■ TASK DESCRIPTION ■
Every record below must be set down again exactly as given.

■ PROVIDED DATA ■
PR #166, opened 2017-10-25
build: add forced-fallback download mode

kkendzia:
With this mode it will be tried to download the desired package artifact at first. If this fails all dependency artifacts must be available

### DIFF
--- a/pym/bob/cmds/build.py
+++ b/pym/bob/cmds/build.py
@@ -294,7 +294,7 @@ esac
         self.__currentPackage = None
         self.__archive = DummyArchive()
         self.__downloadDepth = 0xffff
-        self.__forcedDownload = False
+        self.__downloadDepthForce = 0xffff
         self.__bobRoot = bobRoot
         self.__cleanBuild = cleanBuild
         self.__cleanCheckout = False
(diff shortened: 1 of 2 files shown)


pym/bob/cmds/build.py
```diff
@@ -947,7 +953,10 @@ def _cookPackageStep(self, packageStep, checkoutOnly, depth):
                         workspaceChanged = True
                         wasDownloaded = True
                     elif self.__forcedDownload:
-                        raise BuildError("Downloading artifact failed")
+                        if self.__forcedDownloadFallback:
+                            self.__forcedDownloadFallback = False
```
jkloetzke: This won't work if multiple packages are passed on the command line because after the first one `__forcedDownloadFallback` may have been reset.

kkendzia:
I updated the PR

pym/bob/cmds/build.py
```diff
@@ -946,8 +950,11 @@ def _cookPackageStep(self, packageStep, checkoutOnly, depth):
                         packageHash = hashWorkspace(packageStep)
                         workspaceChanged = True
                         wasDownloaded = True
-                    elif self.__forcedDownload:
-                        raise BuildError("Downloading artifact failed")
+                    elif self.__forcedDownload > 0:
+                        if self.__downloadDepth == 0 and self.__forcedDownload == 2:
+                            self.__downloadDepth = 1
```
jkloetzke: No, you must not modify the settings. The LocalBuilder object is used multiple times if multiple packages are passed on the command line. My Idea was to define a `__downloadDepthForce` (which is >= `__downloadDepth`) and you just do:

```python
elif depth >= self.__downloadDepthForce:
    raise BuildError("Downloading artifact failed")
```

kkendzia:
Ok I think I finally understood what you've said ;) PR updated

PR #167, opened 2017-10-25
bob: don't add spaces after last PATH element

zub2:
bob project qt-creator appends two spaces after the contents of the PATH
variable in QtCreator project file. This breaks the last component of the
PATH variable. E.g. it turns "foo:bar:baz" into "foo:bar:baz  " and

■ RESULT ■
PR #166, opened 2017-10-25
build: add forced-fallback download mode

kkendzia:
With this mode it will be tried to download the desired package artifact at first. If this fails all dependency artifacts must be available

### DIFF
--- a/pym/bob/cmds/build.py
+++ b/pym/bob/cmds/build.py
@@ -294,7 +294,7 @@ esac
         self.__currentPackage = None
         self.__archive = DummyArchive()
         self.__downloadDepth = 0xffff
-        self.__forcedDownload = False
+        self.__downloadDepthForce = 0xffff
         self.__bobRoot = bobRoot
         self.__cleanBuild = cleanBuild
         self.__cleanCheckout = False
(diff shortened: 1 of 2 files shown)


pym/bob/cmds/build.py
```diff
@@ -947,7 +953,10 @@ def _cookPackageStep(self, packageStep, checkoutOnly, depth):
                         workspaceChanged = True
                         wasDownloaded = True
                     elif self.__forcedDownload:
-                        raise BuildError("Downloading artifact failed")
+                        if self.__forcedDownloadFallback:
+                            self.__forcedDownloadFallback = False
```
jkloetzke: This won't work if multiple packages are passed on the command line because after the first one `__forcedDownloadFallback` may have been reset.

kkendzia:
I updated the PR

pym/bob/cmds/build.py
```diff
@@ -946,8 +950,11 @@ def _cookPackageStep(self, packageStep, checkoutOnly, depth):
                         packageHash = hashWorkspace(packageStep)
                         workspaceChanged = True
                         wasDownloaded = True
-                    elif self.__forcedDownload:
-                        raise BuildError("Downloading artifact failed")
+                    elif self.__forcedDownload > 0:
+                        if self.__downloadDepth == 0 and self.__forcedDownload == 2:
+                            self.__downloadDepth = 1
```
jkloetzke: No, you must not modify the settings. The LocalBuilder object is used multiple times if multiple packages are passed on the command line. My Idea was to define a `__downloadDepthForce` (which is >= `__downloadDepth`) and you just do:

```python
elif depth >= self.__downloadDepthForce:
    raise BuildError("Downloading artifact failed")
```

kkendzia:
Ok I think I finally understood what you've said ;) PR updated

PR #167, opened 2017-10-25
bob: don't add spaces after last PATH element

zub2:
bob project qt-creator appends two spaces after the contents of the PATH
variable in QtCreator project file. This breaks the last component of the
PATH variable. E.g. it turns "foo:bar:baz" into "foo:bar:baz  " and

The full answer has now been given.